• EXERCISE PROMPT: Go line by line through the entries below and count those containing the string "after"; give only the count.

• SOURCE DATA:
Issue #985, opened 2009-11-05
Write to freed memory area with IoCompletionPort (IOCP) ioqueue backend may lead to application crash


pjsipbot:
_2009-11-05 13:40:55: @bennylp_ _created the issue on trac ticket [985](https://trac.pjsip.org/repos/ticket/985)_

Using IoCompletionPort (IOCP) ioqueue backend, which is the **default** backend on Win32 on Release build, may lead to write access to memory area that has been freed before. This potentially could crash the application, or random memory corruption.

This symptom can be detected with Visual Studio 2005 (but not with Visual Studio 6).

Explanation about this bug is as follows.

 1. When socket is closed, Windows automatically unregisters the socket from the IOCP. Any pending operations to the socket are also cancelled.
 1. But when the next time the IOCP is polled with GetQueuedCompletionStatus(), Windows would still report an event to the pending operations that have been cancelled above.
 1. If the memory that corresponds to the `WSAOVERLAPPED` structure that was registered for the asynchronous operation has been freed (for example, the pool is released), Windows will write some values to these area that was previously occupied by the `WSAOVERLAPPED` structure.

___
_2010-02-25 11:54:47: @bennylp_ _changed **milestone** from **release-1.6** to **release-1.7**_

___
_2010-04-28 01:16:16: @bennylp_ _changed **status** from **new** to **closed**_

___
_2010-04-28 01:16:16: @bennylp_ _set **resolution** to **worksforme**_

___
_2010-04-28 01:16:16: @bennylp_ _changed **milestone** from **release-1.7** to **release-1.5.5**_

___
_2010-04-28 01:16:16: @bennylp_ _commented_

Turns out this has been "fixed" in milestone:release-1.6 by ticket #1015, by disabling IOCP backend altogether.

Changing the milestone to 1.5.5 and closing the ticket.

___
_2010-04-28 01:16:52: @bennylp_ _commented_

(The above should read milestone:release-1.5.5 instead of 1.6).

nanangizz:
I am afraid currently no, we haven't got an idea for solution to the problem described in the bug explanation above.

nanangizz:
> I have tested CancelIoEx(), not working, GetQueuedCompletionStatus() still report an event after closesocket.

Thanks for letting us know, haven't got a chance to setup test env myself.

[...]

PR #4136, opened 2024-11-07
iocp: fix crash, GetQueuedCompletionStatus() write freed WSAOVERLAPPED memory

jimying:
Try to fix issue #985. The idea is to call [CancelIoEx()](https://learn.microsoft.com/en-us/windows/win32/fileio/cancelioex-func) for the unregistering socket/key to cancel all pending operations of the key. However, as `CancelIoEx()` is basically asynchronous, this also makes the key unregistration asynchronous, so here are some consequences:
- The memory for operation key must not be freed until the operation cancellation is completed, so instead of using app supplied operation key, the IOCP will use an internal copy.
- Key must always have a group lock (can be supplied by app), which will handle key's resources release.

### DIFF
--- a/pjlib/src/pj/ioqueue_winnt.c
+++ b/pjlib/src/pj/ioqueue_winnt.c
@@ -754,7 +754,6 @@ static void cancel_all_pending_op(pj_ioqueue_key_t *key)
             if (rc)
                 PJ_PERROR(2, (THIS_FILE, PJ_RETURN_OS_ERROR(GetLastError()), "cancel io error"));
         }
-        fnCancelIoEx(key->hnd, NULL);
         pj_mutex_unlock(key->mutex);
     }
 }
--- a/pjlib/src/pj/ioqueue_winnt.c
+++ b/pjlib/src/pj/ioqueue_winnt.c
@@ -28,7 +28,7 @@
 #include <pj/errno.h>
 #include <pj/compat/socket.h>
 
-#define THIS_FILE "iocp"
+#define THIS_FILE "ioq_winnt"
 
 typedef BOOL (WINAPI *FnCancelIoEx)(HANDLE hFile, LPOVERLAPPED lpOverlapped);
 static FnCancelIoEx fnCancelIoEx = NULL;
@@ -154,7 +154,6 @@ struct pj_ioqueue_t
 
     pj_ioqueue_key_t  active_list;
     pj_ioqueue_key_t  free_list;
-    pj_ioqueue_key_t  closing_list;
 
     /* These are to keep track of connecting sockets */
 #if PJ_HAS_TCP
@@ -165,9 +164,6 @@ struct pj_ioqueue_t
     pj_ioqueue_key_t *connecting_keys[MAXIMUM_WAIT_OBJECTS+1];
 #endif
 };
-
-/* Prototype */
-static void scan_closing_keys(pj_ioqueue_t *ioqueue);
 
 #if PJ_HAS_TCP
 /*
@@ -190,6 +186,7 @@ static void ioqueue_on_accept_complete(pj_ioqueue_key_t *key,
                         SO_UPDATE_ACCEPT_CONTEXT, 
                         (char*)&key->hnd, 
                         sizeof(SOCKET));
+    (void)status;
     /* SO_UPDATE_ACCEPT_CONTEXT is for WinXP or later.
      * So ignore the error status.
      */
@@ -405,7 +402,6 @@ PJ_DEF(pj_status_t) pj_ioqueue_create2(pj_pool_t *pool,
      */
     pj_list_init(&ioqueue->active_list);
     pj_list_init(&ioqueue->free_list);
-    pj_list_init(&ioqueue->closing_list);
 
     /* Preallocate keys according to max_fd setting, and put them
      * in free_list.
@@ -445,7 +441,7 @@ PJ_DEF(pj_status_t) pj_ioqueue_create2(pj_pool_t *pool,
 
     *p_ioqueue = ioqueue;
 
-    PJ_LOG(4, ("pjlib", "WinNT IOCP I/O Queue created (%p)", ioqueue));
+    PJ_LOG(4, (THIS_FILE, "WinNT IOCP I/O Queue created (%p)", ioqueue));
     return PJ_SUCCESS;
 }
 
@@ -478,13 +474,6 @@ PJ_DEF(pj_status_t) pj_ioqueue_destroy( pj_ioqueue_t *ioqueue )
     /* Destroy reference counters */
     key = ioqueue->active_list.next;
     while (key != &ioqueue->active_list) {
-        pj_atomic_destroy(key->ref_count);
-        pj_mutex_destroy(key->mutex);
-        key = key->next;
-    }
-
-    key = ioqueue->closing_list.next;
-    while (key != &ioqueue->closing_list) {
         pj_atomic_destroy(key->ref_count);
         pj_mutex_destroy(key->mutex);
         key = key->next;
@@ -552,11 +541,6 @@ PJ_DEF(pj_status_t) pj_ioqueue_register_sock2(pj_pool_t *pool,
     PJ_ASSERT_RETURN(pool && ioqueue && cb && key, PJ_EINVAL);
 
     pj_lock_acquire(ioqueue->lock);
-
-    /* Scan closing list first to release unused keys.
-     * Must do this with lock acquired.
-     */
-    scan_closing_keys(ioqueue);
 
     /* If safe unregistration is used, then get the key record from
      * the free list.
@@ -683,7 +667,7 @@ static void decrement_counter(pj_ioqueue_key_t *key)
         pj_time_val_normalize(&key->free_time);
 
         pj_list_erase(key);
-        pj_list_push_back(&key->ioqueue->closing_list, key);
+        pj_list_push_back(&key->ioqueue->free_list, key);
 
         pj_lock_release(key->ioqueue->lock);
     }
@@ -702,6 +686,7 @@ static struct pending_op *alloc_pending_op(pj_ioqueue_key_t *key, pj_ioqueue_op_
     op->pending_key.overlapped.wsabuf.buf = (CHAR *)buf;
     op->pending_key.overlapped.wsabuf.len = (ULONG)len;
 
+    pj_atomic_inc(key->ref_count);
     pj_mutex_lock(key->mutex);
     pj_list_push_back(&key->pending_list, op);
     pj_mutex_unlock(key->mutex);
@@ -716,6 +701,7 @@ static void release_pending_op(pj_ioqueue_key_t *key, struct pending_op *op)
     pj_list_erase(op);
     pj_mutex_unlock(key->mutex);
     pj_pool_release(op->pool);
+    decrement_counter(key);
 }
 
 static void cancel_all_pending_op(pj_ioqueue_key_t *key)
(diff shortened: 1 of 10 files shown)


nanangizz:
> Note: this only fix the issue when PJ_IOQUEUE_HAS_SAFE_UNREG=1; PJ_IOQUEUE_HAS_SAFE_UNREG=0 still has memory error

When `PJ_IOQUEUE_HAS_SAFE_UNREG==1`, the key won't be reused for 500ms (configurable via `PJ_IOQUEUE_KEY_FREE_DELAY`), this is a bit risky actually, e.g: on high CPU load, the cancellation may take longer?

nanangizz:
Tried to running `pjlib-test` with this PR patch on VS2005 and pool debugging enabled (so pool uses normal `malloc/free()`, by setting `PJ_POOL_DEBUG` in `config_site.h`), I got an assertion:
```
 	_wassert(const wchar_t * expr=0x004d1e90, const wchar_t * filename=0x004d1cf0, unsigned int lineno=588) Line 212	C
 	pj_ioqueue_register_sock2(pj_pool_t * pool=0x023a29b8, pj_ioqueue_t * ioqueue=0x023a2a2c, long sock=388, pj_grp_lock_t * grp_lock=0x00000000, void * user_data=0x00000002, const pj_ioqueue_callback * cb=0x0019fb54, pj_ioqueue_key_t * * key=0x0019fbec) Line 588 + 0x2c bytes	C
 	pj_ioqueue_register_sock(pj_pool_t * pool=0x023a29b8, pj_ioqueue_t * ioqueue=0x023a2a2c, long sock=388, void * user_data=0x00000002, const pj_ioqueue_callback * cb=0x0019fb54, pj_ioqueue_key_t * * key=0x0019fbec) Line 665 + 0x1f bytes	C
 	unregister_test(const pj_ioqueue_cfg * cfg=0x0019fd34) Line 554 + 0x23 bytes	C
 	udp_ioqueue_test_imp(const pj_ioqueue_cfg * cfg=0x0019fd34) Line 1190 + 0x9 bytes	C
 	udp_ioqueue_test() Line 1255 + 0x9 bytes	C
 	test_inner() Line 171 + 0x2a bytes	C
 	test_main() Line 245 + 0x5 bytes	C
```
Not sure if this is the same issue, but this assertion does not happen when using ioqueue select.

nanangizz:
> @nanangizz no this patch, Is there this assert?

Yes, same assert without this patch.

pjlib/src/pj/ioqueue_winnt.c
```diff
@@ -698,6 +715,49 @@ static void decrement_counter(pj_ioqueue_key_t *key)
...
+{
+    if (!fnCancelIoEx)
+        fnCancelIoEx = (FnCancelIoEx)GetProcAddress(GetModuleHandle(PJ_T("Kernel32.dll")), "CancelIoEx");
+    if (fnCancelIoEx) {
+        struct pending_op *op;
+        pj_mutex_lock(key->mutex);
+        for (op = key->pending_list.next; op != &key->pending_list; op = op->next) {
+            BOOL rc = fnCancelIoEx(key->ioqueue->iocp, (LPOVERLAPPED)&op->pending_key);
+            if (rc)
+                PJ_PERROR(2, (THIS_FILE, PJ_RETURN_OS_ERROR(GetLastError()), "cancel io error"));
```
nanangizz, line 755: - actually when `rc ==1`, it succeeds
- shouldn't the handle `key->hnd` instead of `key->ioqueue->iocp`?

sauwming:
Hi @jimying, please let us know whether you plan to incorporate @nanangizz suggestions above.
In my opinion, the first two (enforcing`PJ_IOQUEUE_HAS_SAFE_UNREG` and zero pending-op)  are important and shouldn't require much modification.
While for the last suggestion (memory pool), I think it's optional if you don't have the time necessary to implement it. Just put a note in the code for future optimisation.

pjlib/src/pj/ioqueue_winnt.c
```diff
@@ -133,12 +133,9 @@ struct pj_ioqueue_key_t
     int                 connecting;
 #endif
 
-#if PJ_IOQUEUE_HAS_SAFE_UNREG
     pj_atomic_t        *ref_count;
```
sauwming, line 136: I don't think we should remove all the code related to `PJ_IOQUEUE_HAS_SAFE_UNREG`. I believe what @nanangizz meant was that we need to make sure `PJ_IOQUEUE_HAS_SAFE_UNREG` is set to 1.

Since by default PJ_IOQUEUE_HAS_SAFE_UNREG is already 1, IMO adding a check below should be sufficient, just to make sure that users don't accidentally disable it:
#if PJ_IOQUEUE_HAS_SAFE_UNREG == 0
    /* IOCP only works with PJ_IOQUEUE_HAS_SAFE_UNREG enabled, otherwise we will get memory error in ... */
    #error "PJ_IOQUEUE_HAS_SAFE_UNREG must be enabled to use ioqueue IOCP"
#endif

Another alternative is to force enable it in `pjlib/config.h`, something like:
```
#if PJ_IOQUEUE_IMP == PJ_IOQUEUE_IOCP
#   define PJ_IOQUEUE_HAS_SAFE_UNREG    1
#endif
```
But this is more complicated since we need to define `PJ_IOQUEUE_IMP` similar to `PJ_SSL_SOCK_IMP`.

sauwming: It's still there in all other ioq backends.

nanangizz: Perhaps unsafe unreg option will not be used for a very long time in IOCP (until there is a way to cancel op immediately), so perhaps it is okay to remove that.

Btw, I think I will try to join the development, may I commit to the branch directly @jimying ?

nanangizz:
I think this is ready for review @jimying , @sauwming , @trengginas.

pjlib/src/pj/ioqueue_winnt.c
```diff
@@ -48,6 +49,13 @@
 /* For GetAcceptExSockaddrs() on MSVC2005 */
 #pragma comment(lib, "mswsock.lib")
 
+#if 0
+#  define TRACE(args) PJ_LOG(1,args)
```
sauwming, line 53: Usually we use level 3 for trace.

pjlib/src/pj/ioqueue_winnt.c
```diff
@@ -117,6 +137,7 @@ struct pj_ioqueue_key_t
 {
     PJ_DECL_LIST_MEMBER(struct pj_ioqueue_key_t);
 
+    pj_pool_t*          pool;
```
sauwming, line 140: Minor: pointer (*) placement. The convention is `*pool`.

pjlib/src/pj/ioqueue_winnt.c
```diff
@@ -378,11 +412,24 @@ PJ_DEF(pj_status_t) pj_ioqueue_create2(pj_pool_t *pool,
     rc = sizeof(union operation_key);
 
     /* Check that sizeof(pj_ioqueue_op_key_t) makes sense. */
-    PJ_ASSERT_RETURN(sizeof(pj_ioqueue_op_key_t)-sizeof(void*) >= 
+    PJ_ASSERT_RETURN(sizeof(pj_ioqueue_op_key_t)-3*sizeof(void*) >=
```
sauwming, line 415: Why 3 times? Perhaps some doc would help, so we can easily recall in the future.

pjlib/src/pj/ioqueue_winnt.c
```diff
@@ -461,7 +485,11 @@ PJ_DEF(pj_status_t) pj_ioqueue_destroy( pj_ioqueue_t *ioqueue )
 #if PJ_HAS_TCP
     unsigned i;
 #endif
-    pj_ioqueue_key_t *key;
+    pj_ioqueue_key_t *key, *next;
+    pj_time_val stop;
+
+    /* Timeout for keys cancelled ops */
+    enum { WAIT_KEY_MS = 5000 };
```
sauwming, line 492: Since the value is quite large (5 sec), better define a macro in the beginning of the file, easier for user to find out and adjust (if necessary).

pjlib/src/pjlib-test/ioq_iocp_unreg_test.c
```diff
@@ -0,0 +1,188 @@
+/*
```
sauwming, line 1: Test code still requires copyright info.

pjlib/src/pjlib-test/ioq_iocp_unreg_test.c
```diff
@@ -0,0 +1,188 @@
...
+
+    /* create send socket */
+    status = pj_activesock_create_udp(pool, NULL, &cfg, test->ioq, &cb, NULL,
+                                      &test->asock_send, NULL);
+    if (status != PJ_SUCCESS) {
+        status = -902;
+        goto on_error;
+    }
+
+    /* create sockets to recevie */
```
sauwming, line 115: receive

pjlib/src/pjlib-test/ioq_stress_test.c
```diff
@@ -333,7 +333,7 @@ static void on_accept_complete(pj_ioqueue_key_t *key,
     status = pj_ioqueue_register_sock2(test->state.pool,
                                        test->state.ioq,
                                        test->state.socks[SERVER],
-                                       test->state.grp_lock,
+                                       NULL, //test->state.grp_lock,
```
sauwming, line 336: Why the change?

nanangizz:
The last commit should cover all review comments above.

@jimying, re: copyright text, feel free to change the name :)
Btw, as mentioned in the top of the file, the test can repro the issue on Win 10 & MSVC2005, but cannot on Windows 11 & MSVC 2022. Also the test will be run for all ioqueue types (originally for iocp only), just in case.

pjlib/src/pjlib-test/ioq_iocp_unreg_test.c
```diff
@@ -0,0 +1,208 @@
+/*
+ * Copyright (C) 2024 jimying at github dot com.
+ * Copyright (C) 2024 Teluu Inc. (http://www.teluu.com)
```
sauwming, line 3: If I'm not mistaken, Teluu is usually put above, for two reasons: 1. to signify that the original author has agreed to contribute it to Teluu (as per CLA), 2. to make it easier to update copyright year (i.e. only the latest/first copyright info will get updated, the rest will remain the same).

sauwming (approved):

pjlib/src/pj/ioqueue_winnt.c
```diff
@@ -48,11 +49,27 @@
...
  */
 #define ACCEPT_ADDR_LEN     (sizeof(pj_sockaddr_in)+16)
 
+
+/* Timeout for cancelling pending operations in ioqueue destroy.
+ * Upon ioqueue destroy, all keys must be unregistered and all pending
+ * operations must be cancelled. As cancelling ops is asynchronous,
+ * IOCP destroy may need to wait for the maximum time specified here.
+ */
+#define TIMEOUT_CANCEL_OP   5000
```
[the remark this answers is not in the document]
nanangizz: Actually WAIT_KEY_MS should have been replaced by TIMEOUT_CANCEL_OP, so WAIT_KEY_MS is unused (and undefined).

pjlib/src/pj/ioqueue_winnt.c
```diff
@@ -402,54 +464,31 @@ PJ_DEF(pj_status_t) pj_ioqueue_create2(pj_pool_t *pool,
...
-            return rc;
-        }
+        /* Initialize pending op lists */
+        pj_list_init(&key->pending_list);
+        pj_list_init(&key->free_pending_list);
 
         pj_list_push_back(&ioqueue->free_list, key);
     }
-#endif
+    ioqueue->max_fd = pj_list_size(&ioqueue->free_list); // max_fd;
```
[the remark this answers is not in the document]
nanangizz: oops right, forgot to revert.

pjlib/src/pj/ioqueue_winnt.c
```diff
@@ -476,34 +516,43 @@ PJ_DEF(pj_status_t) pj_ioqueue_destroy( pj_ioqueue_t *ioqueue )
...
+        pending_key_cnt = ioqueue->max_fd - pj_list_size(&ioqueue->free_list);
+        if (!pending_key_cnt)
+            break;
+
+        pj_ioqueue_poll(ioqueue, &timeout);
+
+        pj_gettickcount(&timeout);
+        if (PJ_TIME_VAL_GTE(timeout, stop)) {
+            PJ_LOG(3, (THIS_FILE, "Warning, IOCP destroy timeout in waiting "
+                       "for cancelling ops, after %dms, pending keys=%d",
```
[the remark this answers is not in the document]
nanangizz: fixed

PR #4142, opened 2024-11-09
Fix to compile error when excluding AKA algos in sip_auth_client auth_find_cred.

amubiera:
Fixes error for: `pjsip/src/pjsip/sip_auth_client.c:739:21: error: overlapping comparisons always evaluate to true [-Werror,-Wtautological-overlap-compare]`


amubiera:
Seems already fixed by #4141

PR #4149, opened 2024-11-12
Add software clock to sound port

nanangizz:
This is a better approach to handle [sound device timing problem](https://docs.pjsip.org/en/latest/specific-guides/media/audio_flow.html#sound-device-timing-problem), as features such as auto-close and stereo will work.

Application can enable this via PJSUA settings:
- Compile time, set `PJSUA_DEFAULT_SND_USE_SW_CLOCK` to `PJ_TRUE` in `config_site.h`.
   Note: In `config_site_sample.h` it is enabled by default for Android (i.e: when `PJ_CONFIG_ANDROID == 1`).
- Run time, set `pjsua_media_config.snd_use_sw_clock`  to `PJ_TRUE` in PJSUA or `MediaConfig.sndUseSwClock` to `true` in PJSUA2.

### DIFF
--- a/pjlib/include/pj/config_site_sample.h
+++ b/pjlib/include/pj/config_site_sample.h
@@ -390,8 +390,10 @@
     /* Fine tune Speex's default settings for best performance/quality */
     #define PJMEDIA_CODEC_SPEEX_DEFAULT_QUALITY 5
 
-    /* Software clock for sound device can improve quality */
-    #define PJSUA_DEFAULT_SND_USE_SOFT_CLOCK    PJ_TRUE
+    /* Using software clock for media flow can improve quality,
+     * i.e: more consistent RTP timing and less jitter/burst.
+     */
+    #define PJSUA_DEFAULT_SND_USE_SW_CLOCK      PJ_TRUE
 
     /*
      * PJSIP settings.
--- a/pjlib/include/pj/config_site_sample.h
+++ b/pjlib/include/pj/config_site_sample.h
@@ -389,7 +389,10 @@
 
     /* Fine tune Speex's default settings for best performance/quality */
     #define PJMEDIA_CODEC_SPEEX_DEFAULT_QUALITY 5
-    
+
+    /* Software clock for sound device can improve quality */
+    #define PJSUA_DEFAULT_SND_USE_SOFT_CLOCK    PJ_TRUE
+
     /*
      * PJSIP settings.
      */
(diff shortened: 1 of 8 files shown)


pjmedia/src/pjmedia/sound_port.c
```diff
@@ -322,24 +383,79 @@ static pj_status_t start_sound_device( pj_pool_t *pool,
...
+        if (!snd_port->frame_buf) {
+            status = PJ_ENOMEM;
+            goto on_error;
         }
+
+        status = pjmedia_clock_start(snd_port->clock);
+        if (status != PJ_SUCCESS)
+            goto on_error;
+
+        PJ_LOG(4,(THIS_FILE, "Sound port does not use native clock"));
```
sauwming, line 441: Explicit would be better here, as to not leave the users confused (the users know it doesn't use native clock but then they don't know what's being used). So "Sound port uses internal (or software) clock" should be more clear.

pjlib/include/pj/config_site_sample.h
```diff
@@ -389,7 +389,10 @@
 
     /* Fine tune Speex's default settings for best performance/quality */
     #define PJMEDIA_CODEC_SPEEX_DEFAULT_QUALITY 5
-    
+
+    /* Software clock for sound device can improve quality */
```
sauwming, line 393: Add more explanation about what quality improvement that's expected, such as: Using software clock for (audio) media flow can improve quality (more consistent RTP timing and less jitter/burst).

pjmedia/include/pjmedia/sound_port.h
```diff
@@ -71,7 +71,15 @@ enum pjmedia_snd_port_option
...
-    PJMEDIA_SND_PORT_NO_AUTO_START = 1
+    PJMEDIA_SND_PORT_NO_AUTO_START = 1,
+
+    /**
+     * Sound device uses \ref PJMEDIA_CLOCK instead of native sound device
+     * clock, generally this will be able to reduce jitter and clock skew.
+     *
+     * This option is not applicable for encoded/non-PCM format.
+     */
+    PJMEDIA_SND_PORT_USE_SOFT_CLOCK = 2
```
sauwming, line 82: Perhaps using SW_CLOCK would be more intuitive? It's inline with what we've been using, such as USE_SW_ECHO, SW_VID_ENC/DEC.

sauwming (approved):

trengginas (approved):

• WRITTEN REPLY: 2